• Exercise aim:
Below are the records; copy out every line that holds the word "clouds".

-------- Extracted records --------

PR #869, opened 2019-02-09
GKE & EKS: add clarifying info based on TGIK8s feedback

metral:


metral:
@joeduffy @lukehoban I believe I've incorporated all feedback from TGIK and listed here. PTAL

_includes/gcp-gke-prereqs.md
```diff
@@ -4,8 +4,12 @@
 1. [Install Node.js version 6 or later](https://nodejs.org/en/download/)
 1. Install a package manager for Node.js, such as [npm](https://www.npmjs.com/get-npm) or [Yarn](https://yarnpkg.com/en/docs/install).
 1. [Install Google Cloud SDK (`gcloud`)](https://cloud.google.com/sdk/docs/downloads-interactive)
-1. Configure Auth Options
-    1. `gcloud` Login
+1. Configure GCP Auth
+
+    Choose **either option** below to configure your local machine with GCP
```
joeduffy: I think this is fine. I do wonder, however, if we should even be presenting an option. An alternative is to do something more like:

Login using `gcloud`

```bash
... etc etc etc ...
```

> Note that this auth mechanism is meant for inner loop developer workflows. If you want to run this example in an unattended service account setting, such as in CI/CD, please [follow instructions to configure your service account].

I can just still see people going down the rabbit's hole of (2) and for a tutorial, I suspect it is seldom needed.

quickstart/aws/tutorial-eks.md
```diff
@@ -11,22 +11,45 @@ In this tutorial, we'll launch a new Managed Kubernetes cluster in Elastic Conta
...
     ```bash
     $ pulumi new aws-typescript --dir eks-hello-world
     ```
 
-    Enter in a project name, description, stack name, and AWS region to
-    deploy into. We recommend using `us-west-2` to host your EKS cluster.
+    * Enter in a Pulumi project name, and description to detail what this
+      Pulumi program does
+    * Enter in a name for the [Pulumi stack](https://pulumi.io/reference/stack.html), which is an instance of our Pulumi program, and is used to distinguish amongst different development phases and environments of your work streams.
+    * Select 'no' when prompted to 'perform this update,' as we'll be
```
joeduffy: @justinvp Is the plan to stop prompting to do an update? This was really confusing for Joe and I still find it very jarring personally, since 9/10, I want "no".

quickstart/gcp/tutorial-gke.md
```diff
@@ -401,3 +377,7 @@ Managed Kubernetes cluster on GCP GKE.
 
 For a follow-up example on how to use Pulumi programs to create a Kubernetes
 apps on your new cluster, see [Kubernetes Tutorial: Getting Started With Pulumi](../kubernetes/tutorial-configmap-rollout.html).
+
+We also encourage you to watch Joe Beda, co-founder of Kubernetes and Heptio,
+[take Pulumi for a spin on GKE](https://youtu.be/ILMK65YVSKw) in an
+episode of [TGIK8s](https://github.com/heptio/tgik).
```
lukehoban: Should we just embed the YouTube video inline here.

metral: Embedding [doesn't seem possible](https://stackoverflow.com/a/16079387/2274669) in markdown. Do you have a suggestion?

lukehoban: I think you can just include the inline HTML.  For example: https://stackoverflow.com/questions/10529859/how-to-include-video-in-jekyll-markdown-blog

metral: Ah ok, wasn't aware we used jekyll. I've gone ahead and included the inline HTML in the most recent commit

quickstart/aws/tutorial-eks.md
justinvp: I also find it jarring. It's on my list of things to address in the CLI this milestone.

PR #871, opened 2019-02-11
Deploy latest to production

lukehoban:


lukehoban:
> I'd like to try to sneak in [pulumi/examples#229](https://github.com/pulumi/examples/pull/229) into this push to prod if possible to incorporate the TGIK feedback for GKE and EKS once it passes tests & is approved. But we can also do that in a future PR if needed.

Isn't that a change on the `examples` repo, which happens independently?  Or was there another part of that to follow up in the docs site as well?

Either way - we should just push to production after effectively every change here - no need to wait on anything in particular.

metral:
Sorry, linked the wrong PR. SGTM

--------
-------- Extracted records --------

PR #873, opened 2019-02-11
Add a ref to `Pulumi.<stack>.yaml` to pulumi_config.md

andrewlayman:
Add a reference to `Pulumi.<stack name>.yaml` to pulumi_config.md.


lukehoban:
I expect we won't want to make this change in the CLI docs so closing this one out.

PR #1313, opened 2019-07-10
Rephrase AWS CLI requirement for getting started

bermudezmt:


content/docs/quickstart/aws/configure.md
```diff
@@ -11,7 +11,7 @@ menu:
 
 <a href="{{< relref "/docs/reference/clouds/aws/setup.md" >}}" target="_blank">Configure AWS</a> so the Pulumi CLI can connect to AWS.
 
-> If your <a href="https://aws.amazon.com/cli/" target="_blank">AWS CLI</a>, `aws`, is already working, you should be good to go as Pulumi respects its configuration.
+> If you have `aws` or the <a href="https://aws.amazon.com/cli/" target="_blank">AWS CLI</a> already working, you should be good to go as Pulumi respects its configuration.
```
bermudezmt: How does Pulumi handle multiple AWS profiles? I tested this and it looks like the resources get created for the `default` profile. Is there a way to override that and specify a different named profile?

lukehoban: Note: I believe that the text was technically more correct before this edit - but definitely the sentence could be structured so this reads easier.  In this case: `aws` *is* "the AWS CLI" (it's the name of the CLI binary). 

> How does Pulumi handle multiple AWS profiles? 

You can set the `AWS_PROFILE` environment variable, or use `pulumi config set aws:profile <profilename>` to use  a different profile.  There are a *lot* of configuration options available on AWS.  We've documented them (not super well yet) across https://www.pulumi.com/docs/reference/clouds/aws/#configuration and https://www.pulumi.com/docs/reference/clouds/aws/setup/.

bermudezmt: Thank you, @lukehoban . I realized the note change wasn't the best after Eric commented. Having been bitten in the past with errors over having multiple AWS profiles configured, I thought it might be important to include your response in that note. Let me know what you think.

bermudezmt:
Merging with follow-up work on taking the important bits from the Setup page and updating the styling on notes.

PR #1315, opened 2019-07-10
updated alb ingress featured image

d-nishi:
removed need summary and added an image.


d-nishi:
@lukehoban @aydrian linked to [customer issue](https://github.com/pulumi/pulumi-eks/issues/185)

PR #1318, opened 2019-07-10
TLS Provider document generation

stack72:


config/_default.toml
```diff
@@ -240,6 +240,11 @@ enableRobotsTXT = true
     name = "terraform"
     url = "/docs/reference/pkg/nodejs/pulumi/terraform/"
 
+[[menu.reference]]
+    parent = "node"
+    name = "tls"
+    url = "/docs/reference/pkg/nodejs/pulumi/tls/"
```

--------

• Completed task:
 <a href="{{< relref "/docs/reference/clouds/aws/setup.md" >}}" target="_blank">Configure AWS</a> so the Pulumi CLI can connect to AWS.
You can set the `AWS_PROFILE` environment variable, or use `pulumi config set aws:profile <profilename>` to use  a different profile.  There are a *lot* of configuration options available on AWS.  We've documented them (not super well yet) across https://www.pulumi.com/docs/reference/clouds/aws/#configuration and https://www.pulumi.com/docs/reference/clouds/aws/setup/.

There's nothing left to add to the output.